The all-in-one Python package for seamless newspaper article indexing, scraping, and processing – supports public and premium content!
While tools like newspaper3k and goose3 can be used for extracting articles from news websites, they need a dedicated article url for older articles and do not support paywall content. This package aims to solve these issues by providing a unified interface for indexing, extracting and processing articles from newspapers.
- Indexing: Index articles from a newspaper website using the beautifulsoup package for public articles and selenium for paywall content.
- Extraction: Extract article content using the goose3 package.
- Processing: Process articles for nlp features using the spaCy package.
The indexing functionality is based on a dedicated file for each newspaper.

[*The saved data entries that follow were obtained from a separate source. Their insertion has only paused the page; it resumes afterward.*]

PR #15, opened 2024-01-31
[1/] Improvement: Add utility functions for CLI improvements

zeyadkhaled:
Part of an effort to improve the osdk cli. 
The work to get the improvements across will be done over the followings PRs:
[1/] [Add new utility functions](https://github.com/palantir/osdk-ts/pull/15)  --> this
[2/] [ Introduce new command structure ](https://github.com/palantir/osdk-ts/pull/16)
[3/] [Use loadedToken for fetching data](https://github.com/palantir/osdk-ts/pull/17)

## This PR
Introduces 3 utility functions that will assist with the CLI improvements.

- configFileUtils -> Project config file loading and validating
- versionUtils -> For autoVersioning capabilities 
- loadTokenUtils -> Loading token file containing JWT tokens used for Auth

## Considerations

- Adding tests for each of the utility tools. Should that be part of a local tests sub-package within the CLI package?
- Licensing information is set to 2023 instead of 2024


packages/cli/src/utils/loadTokenUtils.ts
```diff
@@ -0,0 +1,99 @@
...
+    checkIsValidToken(loadedToken);
+    consola.debug(`Using token from --tokenFile argument`);
+    return loadedToken;
+  }
+
+  for (const envVar of TOKEN_ENV_VARS) {
+    const environmentToken = process.env[envVar];
+    if (environmentToken) {
+      checkIsValidToken(environmentToken);
+      consola.debug(`Using token from ${envVar} environment variable`);
```
zeyadkhaled, line 48: If we use `FOUNDRY_SDK_AUTH_TOKEN` show a depreciation warning

packages/cli/src/utils/versionUtils.ts
```diff
@@ -0,0 +1,71 @@
...
+    const version = gitVersion.trim().replace(prefix, "");
+
+    if (!isSemVerCompliant(version)) {
+      throw new Error(`The version string ${version} is not SemVer compliant.`); // Will fall back to package.json version
+    }
+
+    return version;
+  } catch {
+    // If git describe fails, find the nearest package.json and use its version
+    const packageJsonPath = await findUp("package.json");
```
zeyadkhaled, line 43: How does the versioning work on other providers? Is it expected that you will always use a package.json?

packages/cli/src/utils/versionUtils.ts
```diff
@@ -0,0 +1,71 @@
...
+import { execSync } from "node:child_process";
+import { promises as fsPromises } from "node:fs";
+
+/**
+ * Gets the version string using git describe or falls back to package.json version.
+ * @param prefix The prefix to use for matching against tags. Defaults to an empty string.
+ * @returns A promise that resolves to the version string. Throws an error if the version string is not SemVer compliant or if the version cannot be determined.
+ * @throws An error if the version string is not SemVer compliant or if the version cannot be determined.
+ */
+export async function getAutoVersion(prefix: string = ""): Promise<string> {
```
zeyadkhaled, line 26: Provide the prefix through a key in the config file

packages/cli/src/utils/token/loadTokenUtils.ts
```diff
@@ -0,0 +1,104 @@
...
+ */
+
+import { consola } from "consola";
+import * as fs from "node:fs";
+import * as path from "node:path";
+
+const TOKEN_ENV_VARS: string[] = ["FOUNDRY_TOKEN", "FOUNDRY_SDK_AUTH_TOKEN"];
+
+/**
+ * Loads a JWT Auth Token from an argument, a file, or environment variable.
```
tzyl, line 24:
```suggestion
 * Loads a JWT from an argument, a file, or environment variable returning the first found.
```

packages/cli/src/utils/token/loadTokenUtils.ts
```diff
@@ -0,0 +1,104 @@
...
+  if (token) {
+    checkIsValidToken(token);
+    consola.debug(`Using token from --token argument`);
+    return token;
+  }
+
+  if (tokenFile) {
+    const loadedToken = loadTokenFile(tokenFile);
+    checkIsValidToken(loadedToken);
+    consola.debug(`Using token from --tokenFile argument`);
```
tzyl, line 40: Are we going to log the file path used as well? I know this one is in the CLI args but may be still helpful to have the paths used always in the debug stdout for verbose mode

packages/cli/src/utils/token/loadTokenUtils.ts
```diff
@@ -0,0 +1,104 @@
...
+ * WITHOUT WARRANTIES OR CONDITIONS OF ANY KIND, either express or implied.
+ * See the License for the specific language governing permissions and
+ * limitations under the License.
+ */
+
+import { consola } from "consola";
+import * as fs from "node:fs";
+import * as path from "node:path";
+
+const TOKEN_ENV_VARS: string[] = ["FOUNDRY_TOKEN", "FOUNDRY_SDK_AUTH_TOKEN"];
```
tzyl, line 21: suggestion: Narrow the types so the deprecated check to FOUNDRY_SDK_AUTH_TOKEN later will be type safe

```suggestion
const TOKEN_ENV_VARS = ["FOUNDRY_TOKEN", "FOUNDRY_SDK_AUTH_TOKEN"] as const;
```

packages/cli/src/utils/version/versionUtils.ts
```diff
@@ -0,0 +1,71 @@
...
+    );
+  }
+}
+
+/**
+ * Checks if a given version string is SemVer compliant.
+ * @param version The version string to check.
+ * @returns true if the version string is SemVer compliant, false otherwise.
+ */
+function isSemVerCompliant(version: string): boolean {
```
tzyl, line 66: We can reuse [semver util](https://github.com/palantir/osdk-ts/blob/main/packages/cli/src/util/isValidSemver.ts)

packages/cli/src/utils/token/tests/loadTokenUtils.test.ts
```diff
@@ -0,0 +1,93 @@
...
+    warn: vi.fn(),
+  },
+}));
+
+vi.mock("node:fs", () => ({
+  readFileSync: vi.fn(),
+}));
+
+const originalEnv = process.env;
+vi.stubGlobal("process", { ...process, env: { ...originalEnv } });
```
tzyl, line 33: Should this use the dedicated stubEnv and unstubEnv?
https://vitest.dev/api/vi#vi-stubenv-0-26-0

packages/cli/src/utils/token/tests/loadTokenUtils.test.ts
```diff
@@ -0,0 +1,93 @@
...
+    expect(() => tokenModule.loadToken()).toThrow("No token found.");
+  });
+
+  afterEach(() => {
+    process.env = originalEnv;
+    vi.restoreAllMocks();
+  });
+});
+
+describe("loadTokenFile", () => {
```
tzyl, line 73: It looks like these tests are testing `loadToken` instead of `loadTokenFile` / `checkIsValidToken`

zeyadkhaled: Because these are internal functions, I wanted to test them indirectly and clearly label it

packages/cli/src/utils/version/versionUtils.ts
```diff
@@ -0,0 +1,71 @@
...
+import { execSync } from "node:child_process";
+import { promises as fsPromises } from "node:fs";
+
+/**
+ * Gets the version string using git describe or falls back to package.json version.
+ * @param prefix The prefix to use for matching against tags. Defaults to an empty string.
+ * @returns A promise that resolves to the version string. Throws an error if the version string is not SemVer compliant or if the version cannot be determined.
+ * @throws An error if the version string is not SemVer compliant or if the version cannot be determined.
+ */
+export async function getAutoVersion(prefix: string = ""): Promise<string> {
```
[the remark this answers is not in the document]
zeyadkhaled: The idea was to do it through the config ( or else user could directly just pass a version). Yeah that doesn't sound bad. Will think about it.

packages/cli/src/utils/version/versionUtils.ts
```diff
@@ -0,0 +1,71 @@
...
+  const { findUp } = await import("find-up");
+
+  try {
+    const gitVersion = execSync(
+      `git describe --tags --always --first-parent --match="${prefix}*"`,
```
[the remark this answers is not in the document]
zeyadkhaled: I think this depends in the first place if we want to expose this implementation details to the user. I would say, this is more of a best-effort, if it fails just prompt the user to supply a --version

packages/cli/src/utils/version/versionUtils.ts
```diff
@@ -0,0 +1,71 @@
...
+    );
+    const version = gitVersion.trim().replace(prefix, "");
+
+    if (!isSemVerCompliant(version)) {
+      throw new Error(`The version string ${version} is not SemVer compliant.`); // Will fall back to package.json version
+    }
+
+    return version;
+  } catch {
+    // If git describe fails, find the nearest package.json and use its version
```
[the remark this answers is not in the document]
zeyadkhaled: No, as it deemed a bit flaky and unreliable when dev-ing locally

packages/cli/src/util/config.ts
```diff
@@ -0,0 +1,125 @@
...
+
+export interface FoundryConfig {
+  foundryUrl: string;
+  site: SiteConfig;
+}
+
+export interface LoadedFoundryConfig {
+  foundryConfig: FoundryConfig;
+  configFilePath: string;
+}
```
zeyadkhaled, line 36: Added this to be able to call `consola.debug` with the fileName when we first load this file

packages/cli/src/util/config.ts
```diff
@@ -0,0 +1,125 @@
...
+
+/**
+ * Asynchronously searches for a configuration file in the current directory and its parents.
+ * @returns A promise that resolves to the path of the configuration file, or undefined if not found.
+ */
+async function loadConfigFile(): Promise<string | undefined> {
+  const { findUp } = await import("find-up");
+
+  const matcher = async (directory: string) => {
+    const files = await fsPromises.readdir(directory);
```
tzyl, line 107: Do we need to read the directory within the matcher? I was imagining this would just be a simple pattern string that would be applied to the files within the traversal itself which is actually done by passing the name array rather than the matcher function

packages/cli/src/util/config.ts
```diff
@@ -0,0 +1,125 @@
...
+      required: ["application", "directory"],
+    },
+  },
+  required: ["foundryUrl", "site"],
+  additionalProperties: false,
+};
+
+const Ajv = ajvModule.default; // https://github.com/ajv-validator/ajv/issues/2132
+const ajv = new Ajv({ allErrors: true });
+const validate = ajv.compile(configFileSchema);
```
tzyl, line 62: Given that `loadFoundryConfig()` will only be called once per lifetime of the command it may be better to construct this when needed lazily with dynamic import rather than immediately once the script is loaded

packages/cli/src/util/autoVersion.ts
```diff
@@ -0,0 +1,45 @@
...
+import { execSync } from "node:child_process";
+import { isValidSemver } from "./isValidSemver.js";
+
+/**
+ * Gets the version string using git describe or falls back to package.json version.
+ * @param prefix The prefix to use for matching against tags. Defaults to an empty string.
+ * @returns A promise that resolves to the version string.
+ * @throws An error if the version string is not SemVer compliant or if the version cannot be determined.
+ */
+export async function getAutoVersion(prefix: string = ""): Promise<string> {
```
tzyl, line 26:
```suggestion
export async function autoVersion(prefix: string = ""): Promise<string> {
```

packages/cli/src/util/autoVersion.test.ts
```diff
@@ -0,0 +1,41 @@
...
+ * WITHOUT WARRANTIES OR CONDITIONS OF ANY KIND, either express or implied.
+ * See the License for the specific language governing permissions and
+ * limitations under the License.
+ */
+
+import { execSync } from "node:child_process";
+import { describe, expect, it, vi } from "vitest";
+import { getAutoVersion } from "./autoVersion.js";
+
+vi.mock("node:child_process", () => ({
```
tzyl, line 21: Have you tried removing the factory argument (just use `vi.mock("node:child_process")`)? I think vitest should automatically mock out the object with defaults

packages/cli/src/utils/token/tests/loadTokenUtils.test.ts
tzyl: I recommend not testing them indirectly and test them explicitly

packages/cli/src/util/token.ts
```diff
@@ -0,0 +1,94 @@
...
+  } catch (error) {
+    throw new Error(`Unable to read token file "${filePath}": ${error}`);
+  }
+
+  return token;
+}
+
+function validate(token: string): void {
+  if (!isJWT(token)) {
+    throw new Error(`Token "${token}" does not appear to be a JWT`);
```
tzyl, line 86: Avoid logging the token in stdout

```suggestion
    throw new Error(`Token does not appear to be a JWT`);
```

packages/cli/src/util/token.ts
```diff
@@ -0,0 +1,94 @@
...
+ * Loads a JWT Auth Token from an argument, a file, or environment variable returning the first found.
+ * @param token The token as a string.
+ * @param tokenFile The path to the token file.
+ * @returns The token as a string.
+ * @throws An error if no token is found.
+ */
+export function loadToken(token?: string, tokenFile?: string): string {
+  if (token) {
+    validate(token);
+    consola.debug(`Using token from --token argument`);
```
tzyl, line 33: Let's say we're using the `--token` argument as soon as we enter this branch so that if validate fails this debug information still shows up

packages/cli/src/util/token.ts
```diff
@@ -0,0 +1,94 @@
...
+    return token;
+  }
+
+  if (tokenFile) {
+    const loadedToken = loadTokenFile(tokenFile);
+    validate(loadedToken);
+    consola.debug(`Using token from --tokenFile=${tokenFile} argument`);
```
tzyl, line 40: Same comment here about logging we're using the token from file as soon as we know it. Also we may want to log the full resolved path for debugging as I guess this may be a relative path in the input

packages/cli/src/util/token.ts
```diff
@@ -0,0 +1,94 @@
...
+    return loadedToken;
+  }
+
+  for (const envVar of TOKEN_ENV_VARS) {
+    const environmentToken = process.env[envVar];
+    if (environmentToken) {
+      validate(environmentToken);
+      consola.debug(`Using token from ${envVar} environment variable`);
```
tzyl, line 48: same

packages/cli/src/util/token.ts
```diff
@@ -0,0 +1,94 @@
...
+const TOKEN_ENV_VARS = ["FOUNDRY_TOKEN", "FOUNDRY_SDK_AUTH_TOKEN"] as const;
+
+/**
+ * Loads a JWT Auth Token from an argument, a file, or environment variable returning the first found.
+ * @param token The token as a string.
+ * @param tokenFile The path to the token file.
+ * @returns The token as a string.
+ * @throws An error if no token is found.
+ */
+export function loadToken(token?: string, tokenFile?: string): string {
```
tzyl, line 30: Should we make all of these async rather than sync for consistency with config loading?

packages/cli/src/util/token.ts
zeyadkhaled: validate throws, so the CLI exists before printing the debug message.

packages/cli/src/util/autoVersion.ts
```diff
@@ -0,0 +1,43 @@
...
+import { execSync } from "node:child_process";
+import { isValidSemver } from "./isValidSemver.js";
+
+/**
+ * Gets the version string using git describe.
+ * @param prefix The prefix to use for matching against tags. Defaults to an empty string.
+ * @returns A promise that resolves to the version string.
+ * @throws An error if the version string is not SemVer compliant or if the version cannot be determined.
+ */
+export async function autoVersion(prefix: string = ""): Promise<string> {
```
tzyl, line 26:
```suggestion
export async function autoVersion(tagPrefix: string = ""): Promise<string> {
```

packages/cli/src/util/autoVersion.ts
```diff
@@ -0,0 +1,43 @@
...
+      `git describe --tags --always --first-parent --match="${prefix}*"`,
+      { encoding: "utf8" },
+    );
+    const version = gitVersion.trim().replace(new RegExp(`^${prefix}`), "");
+    if (!isValidSemver(version)) {
+      throw new Error(`The version string ${version} is not SemVer compliant.`);
+    }
+
+    return version;
+  } catch (error) {
```
tzyl, line 38: I do think it would be worth checking what exactly this will show when git is not installed, not in git repo etc. and if it would be helpful to have more specific messages as a follow up

packages/cli/src/util/autoVersion.ts
```diff
@@ -0,0 +1,43 @@
...
+/**
+ * Gets the version string using git describe.
+ * @param prefix The prefix to use for matching against tags. Defaults to an empty string.
+ * @returns A promise that resolves to the version string.
+ * @throws An error if the version string is not SemVer compliant or if the version cannot be determined.
+ */
+export async function autoVersion(prefix: string = ""): Promise<string> {
+  try {
+    const gitVersion = execSync(
+      `git describe --tags --always --first-parent --match="${prefix}*"`,
```
tzyl, line 29: - `--always` will mean that we get a commit object as a fallback and then probably immediately fail on the semver check is it preferable to do this or throw the git error on no match
- Do you think it's valuable to support `--dirty` to add a suffix on unclean state or should the version still be the same as the last commit?

packages/cli/src/util/config.ts
```diff
@@ -0,0 +1,113 @@
...
+
+import type { JSONSchemaType } from "ajv";
+import { promises as fsPromises } from "node:fs";
+
+type AutoVersionType = "git-describe";
+
+interface AutoVersion {
+  type: AutoVersionType;
+  tagPrefix?: string;
+}
```
tzyl, line 25: suggestion: Start this off as a type union as tagPrefix may only make sense for git-describe

```suggestion
interface GitDescribeAutoVersionConfig {
  type: "git-describe";
  tagPrefix?: string;
}

type AutoVersionConfig = GitDescribeAutoVersionConfig;
type AutoVersionType = AutoVersionConfig["type"];
```

packages/cli/src/util/config.ts
```diff
@@ -0,0 +1,113 @@
...
+    foundryUrl: { type: "string" },
+    site: {
+      type: "object",
+      properties: {
+        application: { type: "string" },
+        directory: { type: "string" },
+        autoVersion: {
+          type: "object",
+          nullable: true,
+          properties: {
```
tzyl, line 59: Can we express this more correctly as the actual type union? Maybe oneOf?

packages/cli/src/util/token.test.ts
```diff
@@ -0,0 +1,72 @@
...
+    expect(token).toBe(validToken);
+  });
+
+  it("should load a valid token from an environment variable", async () => {
+    vi.stubEnv("FOUNDRY_TOKEN", validToken);
+
+    const token = await loadToken();
+
+    expect(token).toBe(validToken);
+    delete process.env.FOUNDRY_TOKEN;
```
tzyl, line 48: Should we be using `vi.unstubAllEnvs()` rather than delete here?

packages/cli/src/util/token.ts
tzyl: I meant that we will want to see the debug message if validate throws otherwise it will just say token is not valid but it would be helpful to know which path we entered during debugging to know which token it's referring to

zeyadkhaled: Gotcha 👍  That makes sense

packages/cli/src/util/autoVersion.ts
zeyadkhaled: I think omitting always might be better because the error message will probably be more descriptive and helpful to the user. Given we chatted about this workflow being more important for development, then supporting the unclean state should be considered 👍

packages/cli/src/util/autoVersion.ts
zeyadkhaled: Yeah, I just played around with having the tagPrefix set to `v` and it looks good even in the cases where we have the string not starting with a `v`. Add a test case to cover this. Incase it becomes evident that we want to support multiple defaults say (v, version,ver), I think the implementation could allow for that easily.

packages/cli/src/util/token.test.ts
```diff
@@ -0,0 +1,72 @@
...
+    expect(token).toBe(validToken);
+  });
+
+  it("should load a valid token from an environment variable", async () => {
+    vi.stubEnv("FOUNDRY_TOKEN", validToken);
+
+    const token = await loadToken();
+    expect(token).toBe(validToken);
+
+    vi.unstubAllEnvs();
```
tzyl, line 48: Maybe move to `afterEach` to make sure things are cleaned up

packages/cli/src/util/autoVersion.ts
```diff
@@ -0,0 +1,46 @@
...
+ * WITHOUT WARRANTIES OR CONDITIONS OF ANY KIND, either express or implied.
+ * See the License for the specific language governing permissions and
+ * limitations under the License.
+ */
+
+import { execSync } from "node:child_process";
+import { isValidSemver } from "./isValidSemver.js";
+
+/**
+ * Gets the version string using git describe.
```
tzyl, line 21: Worth a note about the behaviour when tagPrefix is empty string? (all tags, expects version as tag possibly with v prefix) We'll have to document this on the other layers on the CLI and user docs as well later obviously

packages/cli/src/util/autoVersion.ts
```diff
@@ -0,0 +1,46 @@
...
+ * @param tagPrefix The prefix to use for matching against tags. Defaults to an empty string.
+ * @returns A promise that resolves to the version string.
+ * @throws An error if the version string is not SemVer compliant or if the version cannot be determined.
+ */
+export async function autoVersion(tagPrefix: string = ""): Promise<string> {
+  const matchRegExp = new RegExp(tagPrefix == "" ? "v?" : `^${tagPrefix}`);
```
tzyl, line 27:
```suggestion
  const matchRegExp = new RegExp(tagPrefix == "" ? "^v?" : `^${tagPrefix}`);
```

packages/cli/src/util/autoVersion.ts
```diff
@@ -0,0 +1,46 @@
...
+  const matchClause = tagPrefix != "" ? ` --match="${matchRegExp}*"` : ""; // Support filtering when tagPrefix is passed
```
tzyl, line 28: Can probably do without the comment and just read the code

```suggestion
  const matchClause = tagPrefix != "" ? ` --match="${matchRegExp}*"` : "";
```

tzyl (approved):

A few newspapers are already supported, but it is easy to add new ones.
Logo | Newspaper | Country | Time span | Number of articles |
---|---|---|---|---|
Der Spiegel | Germany | Since 2000 | tbd | |
Die Welt | Germany | Since 2000 | tbd | |
Bild | Germany | Since 2006 | tbd | |
Die Zeit | Germany | Since 1946 | tbd | |
Handelsblatt | Germany | Since 2003 | tbd | |
Der Tagesspiegel | Germany | Since 2000 | tbd | |
Süddeutsche Zeitung | Germany | Since 2001 | tbd |
It is recommended to install the package in an dedicated Python environment.
To install the package via pip, run the following command:
pip install newspaper-scraper
To also include the nlp extraction functionality (via spaCy), run the following command:
pip install newspaper-scraper[nlp]
To index, extract and process all public and premium articles from Der Spiegel, published in August 2021, run the following code:
import newspaper_scraper as nps
from credentials import username, password
with nps.Spiegel(db_file='articles.db') as news:
news.index_articles_by_date_range('2021-08-01', '2021-08-31')

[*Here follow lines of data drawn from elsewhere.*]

PR #16, opened 2024-01-31
[2/] Improvement: Introduce new command structure 

zeyadkhaled:
Part of an effort to improve the osdk cli. 
The work to get the improvements across will be done over the followings PRs:
[1/] [Add new utility functions](https://github.com/palantir/osdk-ts/pull/15) 
[2/][ Introduce new command structure ](https://github.com/palantir/osdk-ts/pull/16) --> this
[3/] [Use loadedToken for fetching data](https://github.com/palantir/osdk-ts/pull/17)

## This PR

Deleted the following subfolders under site:
- versions
- upload
- delete

Updated the following subfolder under site:
- deploy

Added the following subfolders under site:
- version
    - list
    - set
    - unset
    - delete
    - get

The cli now depends on a the config file (if found) to set default values to arguments and decide on behavior of the commands conflicting.

## New Command Structure

If a project config file(foundry.config.json) with required values is provided, most of these commands without additional arguments.

- osdk unstable site version list              List application versions
- osdk unstable site version set <version>     Set the live site version
- osdk unstable site version unset             Clear the currently set live site ve
- osdk unstable site version delete <version>  Delete the specified site version.
- osdk unstable site version get               Get the currently set live site version
- osdk unstable site deploy                    Deploy an uploaded version            

## Considerations

All requests are still being made using `FOUNDRY_SDK_AUTH_TOKEN` environment variable, the token and tokenFile arguments aren't respected yet. This will be handled in part 3.


packages/cli/src/commands/site/deploy/handleSiteDeploy.mts
```diff
@@ -17,28 +17,76 @@
...
+  }
 
-  const ctx = createConjureContext(baseUrl, "/artifacts/api");
-  if (version) {
+  consola.start("Zippping site files");
+
+  const archive = archiver("zip").directory(directory, false);
+
+  await Promise.all([
+    artifacts.SiteAssetArtifactsService.uploadZippedSiteAsset(
```
tzyl, line 68: I notice when on errors such as version already exists we also print out the CLI help text which makes it hard to see the error at the bottom do you know where that's coming from?

packages/cli/src/commands/site/deploy/index.ts
```diff
@@ -14,54 +14,118 @@
...
+          "Common Arguments",
+        )
+        .check((argv) => {
+          // This is required because we can't use demandOption with conflicts. conflicts protects us against the case where both are provided.
+          // So this case is for when nothing is provided.
+          if (
+            autoVersion == null && argv.autoVersion == null
+            && argv.version == null
+          ) {
+            throw new Error(
```
tzyl, line 94: What's the difference in error handling when throwing ExitProcessError vs Error here?

packages/cli/src/commands/site/version/delete/versionDeleteCommand.mts
```diff
@@ -15,17 +15,19 @@
...
-import { artifacts } from "../../../net/index.mjs";
-import type { DeleteArgs } from "./DeleteArgs.js";
+import { artifacts } from "../../../../net/index.mjs";
+import type { SiteVersionArgs } from "../siteVersionArgs.js";
 
-export default async function siteDeleteCommand(args: DeleteArgs) {
+export default async function versionDeleteCommand(
+  { version, application, foundryUrl }: SiteVersionArgs,
+) {
   await artifacts.SiteAssetArtifactsService.deleteSiteVersion(
```
tzyl, line 24: It looks like some of these handwritten clients use default consola and always print out the success status code (204) on debug level. We can probably get rid of this and just rely on the shared consola with this showing up when verbose is enabled.

tzyl: Additionally, the delete here is idempotent which means if you put a non-existent version in it will always say successful not sure if this will be slightly misleading

packages/cli/src/commands/site/deploy/handleSiteDeploy.mts
```diff
@@ -17,28 +17,76 @@
...
+    throw new ExitProcessError(
+      2,
+      "Either version or autoVersion must be specified",
+    );
+  }
+
+  const siteVersion = !version ? await findAutoVersion(gitTagPrefix) : version;
+  if (!version) {
+    consola.info(
+      `No version was specified, and autoVersion is enabled. Inferred version: ${siteVersion}`,
```
tzyl, line 53:
```suggestion
      `Auto version inferred next version to be: ${siteVersion}`,
```

packages/cli/src/commands/site/deploy/handleSiteDeploy.mts
```diff
@@ -17,28 +17,76 @@
...
+    );
+  }
```
tzyl, line 55: We are assuming only one of these are defined at this point is that right? If that's true then I think it might be clearer to understand if we flip the check to be `if autoVersion` rather than `if !version`

packages/cli/src/commands/site/version/get/versionGetCommand.mts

news.scrape_public_articles()
news.scrape_premium_articles(username=username, password=password)
news.nlp()
This will create a sqlite database file called articles.db
in the current working directory. The database contains the following tables:
tblArticlesIndexed
: Contains all indexed articles with their scraping/ processing status and whether they are public or premium content.tblArticlesScraped
: Contains metadata for all parsed articles, provided by goose3.tblArticlesProcessed
: Contains nlp features of the cleaned article text, provided by spaCy.